We found out where Dylan was when the hospital in Santa Barbara called. He’d been in a brutal motorcycle accident only days after he’d taken off, and his injuries had been so severe that they had induced a coma. “How severe?” my mother asked over the phone. The hand that held her super-skinny Virginia Slims cigarette trembled, and my stomach dropped out of my body. Kit, standing nearby, went stone-still.
The three of us drove down to see him. He was conscious again but really drugged, his face swollen, black and red, his mouth torn and stitched, his right arm broken cleanly, his collarbone broken, his skull cracked. But the worst of it was a mauled right leg, broken in four places, pinned back together precariously. He wouldn’t be able to walk for six months.
The doctors showed my mom his X-rays when I was sitting there. Kit had gone to get snacks or something, and I don’t know why the doctor said anything when I was there. Maybe he thought I wasn’t listening, because I’d been reading The Little Prince to Dylan, even though he was asleep.
“Is he your son?”
“No,” my mother said, without adding the usual justification that he was her nephew. “He works for us, helps take care of the girls.”
“How long has he been with you?”
She was uncomfortable. I knew that he had lied and said he was sixteen, but he was really only thirteen. She went with the lie and then some. “Three years. He was seventeen.”
It had been six years, and she knew it.
“Well, you see the new damage here, on his leg, his arm, his collarbone. Cracked cheekbone seems almost healed.” I watched the pointer pick out bright-white spots on the gray bones.
She nodded.
Then he moved to the other leg, a ragged gray line across the ankle, one in the wrist, several across ribs. Old injuries, the doctor said. “I’m not sure he ever had medical attention for them.”

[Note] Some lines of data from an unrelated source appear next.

PR #1908, opened 2020-04-15
common-io: Refactoring and updates to PWM test cases

osloapps-max:
Description
-----------
* Added "TEST_PROTECT" sections where needed
* Removed stale includes, variables and code
* Added in "AFQP_IotPwm_StartFuzzing" and "AFQP_IotPwmAccuracy" test cases in the group.
* Removed "AFQP_IotPwmOpenFailure" as it was testing the same as "AFQP_IotPwmOpenFuzzing" 
* Refactored "AFQP_IotPwmAccuracy" and "AFQP_IotPwmAccuracyAssisted", moving common code out to shared private function. 

Checklist:
----------

- [ ] My code is Linted.

### DIFF
--- a/libraries/abstractions/common_io/test/test_iot_pwm.c
+++ b/libraries/abstractions/common_io/test/test_iot_pwm.c
@@ -36,41 +36,28 @@
 /* Driver includes */
 #include "FreeRTOS.h"
 #include "semphr.h"
-#include "task.h"
-#include <time.h>
-#include <sys/time.h>
+
 #include "iot_pwm.h"
-#include "iot_board_gpio.h"
 #include "iot_gpio.h"
-#include "test_iot_config.h"
+#include "iot_test_common_io_internal.h"
 
+/*-----------------------------------------------------------*/
 
+#define PWM_TEST_DURATION_MSEC    5000
 
 /*-----------------------------------------------------------*/
 
 /* Globals values which can be overwritten by the test
  * framework invoking these tests */
 /*-----------------------------------------------------------*/
-uint32_t ultestIotPwmGpioOutputPin = 14;
 uint32_t ultestIotPwmGpioInputPin = 18;
-uint32_t ultestIotPwmGpioFunction = 0x4U; /*IOPCTL_PIO_FUNC4; */
-uint32_t ulAssistedTestIotPwmGpioInputPin = 23;
 
 uint32_t ultestIotPwmInstance = 2;            /* Use PWM instance 2 */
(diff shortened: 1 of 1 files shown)


libraries/abstractions/common_io/test/test_iot_pwm.c
```diff
@@ -420,109 +400,42 @@ TEST( TEST_IOT_PWM, AFQP_IotPwmAccuracy )
...
-}
-
-/*-----------------------------------------------------------*/
-
-/**
- * @brief Assited Test Function to test pwm accuracy by running the
- * pwm signal for 5 seconds and also counting the number of pulses
- *
- */
-TEST( TEST_IOT_PWM, AFQP_IotPwmAccuracyAssisted )
```
qiutongs, line 477: Please keep "assisted" test cases. 

Assisted test cases are expected to not be called in TEST_GROUP_RUNNER. They are supposed to be called via other mechanism.

osloapps-max: Is it not an option to call AFQP_IotPwmAccuracy via the other mechanism right away? The two tests was identical to each other in every way except the name of the global intance/gpio variable.

vjjunnut: Please keep the test name as there are other scripts that depend on this test name.

osloapps-max: The assisted test case has now been added back. refactored that and the non-assisted version so that they share the same test code.

libraries/abstractions/common_io/test/test_iot_pwm.c
```diff
@@ -417,42 +397,45 @@ TEST( TEST_IOT_PWM, AFQP_IotPwmAccuracy )
...
-    /* Start the PWM signal */
-    lRetVal = iot_pwm_start( xPwmHandle );
-    TEST_ASSERT_EQUAL( IOT_PWM_SUCCESS, lRetVal );
+        /* Start the PWM signal */
+        lRetVal = iot_pwm_start( xPwmHandle );
+        TEST_ASSERT_EQUAL( IOT_PWM_SUCCESS, lRetVal );
 
-    /* Delay for 5 sec. */
-    vTaskDelay( PWM_TEST_DURATION_MSEC / portTICK_PERIOD_MS );
+        /* Delay for 5 sec. */
```
gkwicker, line 436: Note that this comment will no longer be accurate if someone changes the value of `PWM_TEST_DURATION_MSEC`.  There are several comments with this issue, e.g. line 455.

PR #1920, opened 2020-04-20
Ensure BLE_SUPPORTED is enabled correctly.

RaymondNgun:
Ensure BLE_SUPPORTED is enabled correctly.

Description
-----------
Remove from iot_config.h since it cannot be changed via compile time
anymore. Adjusted aws_test to reference CY_BLE_SUPPORTED instead of
BLE_SUPPORTED.

Checklist:
----------
- [ ] My code is Linted.


RaymondNgun:
@mingyue86010, thank you for correcting the BLE issues!  With that said, I believe it would be better to fix according to this patch here.  This way, I can still remove CY_BLE_SUPPORTED and still have it compile.

PR #1928, opened 2020-04-21
Fix Full_TCP test retry logic & disable DNS cache on all builds

gkwicker:
Description
-----------

We observed a test failure in continuous integration testing in which no retries to the AWS IoT endpoint succeeded.  There are two root causes:

1. The Full_TCP test suite was not re-resolving hostnames as part of the retry logic.
1. The FreeRTOS+TCP DNS cache stores only a single IP address, even though the DNS query
response returned a list of 6 of them.  The one that FreeRTOS+TCP cached (the first one in the response) was no longer valid.  Until the TTL expired, no connections to that endpoint could succeed.

This change addresses 1) by reworking the Full_TCP test suite retry logic, and 2) by disabling the FreeRTOS+TCP DNS cache in all demo and test builds.

See the following issue for more details; if this feature gets implemented in FreeRTOS+TCP, we would be able to re-enable the DNS cache in the demo and test builds.

https://github.com/FreeRTOS/FreeRTOS/issues/58

Checklist:
----------

- [ ] My code is Linted.

### DIFF
--- a/libraries/abstractions/secure_sockets/test/iot_test_tcp.c
+++ b/libraries/abstractions/secure_sockets/test/iot_test_tcp.c
@@ -350,8 +350,8 @@ static BaseType_t prvAwsIotBrokerConnectHelper( Socket_t xSocket,
 }
 /*-----------------------------------------------------------*/
 
-static BaseType_t prvConnectHelper( Socket_t xSocket,
-                                    Server_t xConn )
+static BaseType_t prvConnect( Socket_t xSocket,
+                              Server_t xConn )
 {
     BaseType_t xResult = pdFAIL;
     SocketsSockaddr_t xAddress;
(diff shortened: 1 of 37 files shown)


htibosch:
Hi @gkwicker: in stead of disabling `ipconfigUSE_DNS_CACHE`, you can also clear the DNS cache (by calling `FreeRTOS_dnsclear()`) before calling `gethostbyname()`:
It would result in a much smaller patch.

In the early UDP-only library there was already:
~~~c
    uint32_t FreeRTOS_gethostbyname( const char *pcHostName )
~~~
As we always preserved backward compatibility, it was never changed to return a host-entry:
~~~c
    struct hostent *gethostbyname(const char *name);
~~~

Now that FreeRTOS+TCP will be extended with IPv6, it is a good moment to add the (POSIX-) compatible:
~~~C
int getaddrinfo( const char *node, const char *service,
                 const struct addrinfo *hints,
                 struct addrinfo **res);

void freeaddrinfo(struct addrinfo *res);
~~~
The code has been prepared for the IPv6 branch, but it can be adapted to work in the current master release.

Personally, I would rather see that `ipconfigUSE_DNS_CACHE` remains enabled by default.

gkwicker:
> Hi @gkwicker: in stead of disabling `ipconfigUSE_DNS_CACHE`, you can also clear the DNS cache (by calling `FreeRTOS_dnsclear()`) before calling `gethostbyname()`:
> It would result in a much smaller patch.
> 
While we can do that for this test group, we have many test groups which contact load-balanced services that do not use the same connection & retry logic and are also affected by this issue.  That patch would be much larger and more difficult.

Once we have a fix for issue 58 available in FreeRTOS+TCP, we will re-enable the DNS cache in all of the demos and tests in this repository.

PR #1932, opened 2020-04-23
common-io: Refactoring and updates to Temp Sensor test cases

osloapps-max:
* Added TEST_PROTECT sections
* Removed AFQP_IotTsensorCalibrationNullInputFuzz as the test was not valid according the API description stating that this request will not return invalid status on NULL buffer.
* Updated AFQP_IotTsensorCalibrationSuccess to test for status when passing in NULL buffer
* Reworked AFQP_IotTsensorTriggerMinThreshold and AFQP_IotTsensorTriggerMaxThreshold. 
* Updated expected return values based on what is defined by the API header file

Description
-----------

Checklist:
----------

- [ ] My code is Linted.

### DIFF
--- a/libraries/abstractions/common_io/test/test_iot_tsensor.c
+++ b/libraries/abstractions/common_io/test/test_iot_tsensor.c
@@ -63,6 +63,17 @@ TEST_GROUP( TEST_IOT_TSENSOR );
  */
 TEST_SETUP( TEST_IOT_TSENSOR )
 {
+    if( xtestIotTsensorMinSemaphore == NULL )
+    {
+        xtestIotTsensorMinSemaphore = xSemaphoreCreateBinary();
+        TEST_ASSERT_NOT_EQUAL( NULL, xtestIotTsensorMinSemaphore );
+    }
+
+    if( xtestIotTsensorMaxSemaphore == NULL )
+    {
+        xtestIotTsensorMaxSemaphore = xSemaphoreCreateBinary();
+        TEST_ASSERT_NOT_EQUAL( NULL, xtestIotTsensorMaxSemaphore );
+    }
 }
 
 /*-----------------------------------------------------------*/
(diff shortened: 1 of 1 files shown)


libraries/abstractions/common_io/test/test_iot_tsensor.c
```diff
@@ -79,6 +81,16 @@ TEST_TEAR_DOWN( TEST_IOT_TSENSOR )
  */
 TEST_GROUP_RUNNER( TEST_IOT_TSENSOR )
 {
+    if( xtestIotTsensorMinSemaphore == NULL )
+    {
+        xtestIotTsensorMinSemaphore = xSemaphoreCreateBinary();
```
gkwicker, line 86: In general, you should always check return codes here since [`xSemaphoreCreateBinary()`](https://freertos.org/xSemaphoreCreateBinary.html) can return `NULL`.

osloapps-max: It makes sense. I moved the block out to the test setup phase and added asserts to check against NULL return.

libraries/abstractions/common_io/test/test_iot_tsensor.c
```diff
@@ -61,6 +63,17 @@ TEST_GROUP( TEST_IOT_TSENSOR );
  */
 TEST_SETUP( TEST_IOT_TSENSOR )
 {
+    if( xtestIotTsensorMinSemaphore == NULL )
```
cobusve, line 66: It think the test should check this and assert and fail if it already exists. What will happen if a prior test hands you a locked semaphore?

cobusve: There are a couple of these further down also, this applies to all of them.

qiutongs: I fixed them.

libraries/abstractions/common_io/test/test_iot_tsensor.c
```diff
@@ -39,6 +39,7 @@
 #include "FreeRTOS.h"
 #include "semphr.h"
 
+#define testIotTSENSOR_DELAY              pdMS_TO_TICKS( 5000 )
```
gkwicker, line 42: In general when a `#define` macro or variable has units, add the units to the end of the name.  This helps reviewers and maintainers spot misuse.  Here we would prefer the name `testIoTSENSOR_DELAY_TICKS`.

libraries/abstractions/common_io/test/test_iot_tsensor.c
```diff
@@ -605,28 +638,34 @@ TEST( TEST_IOT_TSENSOR, AFQP_IotTsensorTriggerMinThreshold )
...
-        TEST_ASSERT_EQUAL( pdTRUE, lRetVal );
-    }
+        /* Read out current temperature */
+        lRetVal = iot_tsensor_get_temp( xTsensorHandle, &setLowThreshold );
+        TEST_ASSERT_EQUAL( IOT_TSENSOR_SUCCESS, lRetVal );
 
-    lRetVal = iot_tsensor_ioctl( xTsensorHandle, eTsensorSetMinThreshold, &setLowThreshold );
+        /* Set min threshold to be 5 degrees C higher than current temperature.
+         * Expect it to fire immediately */
+        setLowThreshold += 5000;
```
gkwicker, line 656: These values are in _millidegrees Celsius_, consider a naming convention so that maintainers/readers can ensure the values are used & converted properly.

PR #1943, opened 2020-04-27
Export the compile commands in CMake

tgsong:
Description
-----------

Export the json compile commands file from CMake. This will generate a `compile_commands.json` file under the build directory, which contains the compiler flags for each file.

**Note: this only works for non-IDE generators like makefile and ninja. It doesn't work for IDE generators since they typically hide the compiler commands.**

Checklist:
----------

- [x] My code is Linted.


gkwicker:
Will the .json output be present in our CI build artifacts?

PR #1944, opened 2020-04-27
Fix breaking CBMC proof for DNSgetHostByName_a/_cancel & ReadNameField

AniruddhaKanhere:
Fix the breaking CBMC proof for DNSgetHostByName_a & DNSgetHostByName_cancel & ReadNameField.

Description
-----------
Added a #define in all three Makefile.json to declare an essential macro ipconfigDNS_CACHE_NAME_LENGTH used in CBMC proofs which is not defined if (ipconfigUSE_DNS_CACHE == 0).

My mother covered her mouth. “Jesus wept. Who would do such a thing?”
“You’d be surprised,” the doctor said.
I stood next to Dylan’s bed and covered the old broken wrist with my hand, then bent down to put my head against it. I thought of all the scars, the cigars and the belt buckle, and I wanted to kill somebody.
Very slowly.
It was a brutal, powerful emotion.
When Kit found out, she cried and cried, but I never shed a single tear.
When he was able to get out of the hospital, he still faced a long recuperation, with three eager nurses to fetch and carry, bring him books and play cards and games with him. At first he was withdrawn and sad, huddled in his room refusing to come down, even when we figured out he’d be safe coming down on his butt. He spoke to none of us, just looked out the window listlessly.

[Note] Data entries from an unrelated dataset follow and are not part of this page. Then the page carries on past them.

PR #1949, opened 2020-04-28
Align compiler flags with IDE build

gkwicker:
Description
-----------

Incorrect compiler flags in the cmake build were causing tests in CI to fail due to stack overflow.  This change aligns the cmake build's flags with those of the IDE build and fixes the problem.

Checklist:
----------

- [ ] My code is Linted.

### DIFF
--- a/demos/include/aws_clientcredential_keys.h
+++ b/demos/include/aws_clientcredential_keys.h
@@ -37,7 +37,7 @@
  * "...base64 data...\n"\
  * "-----END CERTIFICATE-----\n"
  */
-#define keyCLIENT_CERTIFICATE_PEM                   ""
+#define keyCLIENT_CERTIFICATE_PEM                   NULL
 
 /*
  * @brief PEM-encoded issuer certificate for AWS IoT Just In Time Registration (JITR).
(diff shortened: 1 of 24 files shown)


gkwicker:
> Was the cmake build not defining the MBEDTLS_CONFIG_FILE macro before this change? Typically this should not be defined in the vendor board directory unless the board requires a config file that is different from our default. It is currently being defined in the main cmake file if the user has not already defined it.
> 
> https://github.com/aws/amazon-freertos/blob/24d5217a7e11903f44e815f3f3928ab4542addaa/CMakeLists.txt#L90

It was defining `MBEDTLS_CONFIG_FILE` in both IDE and cmake builds, however `MBEDTLS_USER_CONFIG_FILE` wasn't defined in the cmake build prior to the change, but it was defined in the IDE build.  Nuvoton has their specific version of aws_mbedtls_user_config.h [here](https://github.com/aws/amazon-freertos/blob/master/vendors/nuvoton/boards/numaker_iot_m487_wifi/aws_tests/application_code/nuvoton_code/mbedtls_user_config.h).

gkwicker:
Closing, will reopen after correct rebase

PR #2102, opened 2020-06-06
Fix: Mediatek wifi_ping fail on zero

alfred2g:
Mediatek Wifi_ping fail on zero

Description
-----------
if no pings are received fail wifi ping, as other errors could lie behind which are not reported due to driver code

Checklist:
----------

- [ X ] My code is Linted.


mingyue86010:
The branch need to rebase to top of master to get the build check pass.

PR #2113, opened 2020-06-08
Remove CBC from mbed TLS

lundinc2:
Remove CBC from mbedTLS

Description
-----------

Disable some algorithms unsupported by IOT Core. Namely ones using CBC. Alongside this, other features that only work with CBC have been disabled, as well as some features that are currently not being used, such as the self-test and version APIs.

But he hadn’t counted on the Bianci women. My mother aired the room every morning, opening the curtains, letting in a fresh ocean breeze, changing his sheets and his dressings, forcing him to endure a sponge bath, which she administered privately until he was well enough to do it himself.
Kit brought him shells and feathers and told him about surf conditions and who’d done what out on the waves.
I read to him, sometimes for hours at a time. I went to the library at school specifically to find adventure stories and to a used bookstore in Santa Cruz for paperbacks I thought might have a good story to keep him involved. He vetoed anything violent, which left out a lot of horror and adventure, but I kind of got it. I found some books in my mom’s room that were thick historical tales, not exactly the Johanna Lindsey I liked so much but more involved. Green Darkness, Taylor Caldwell, stories about the past. He liked those.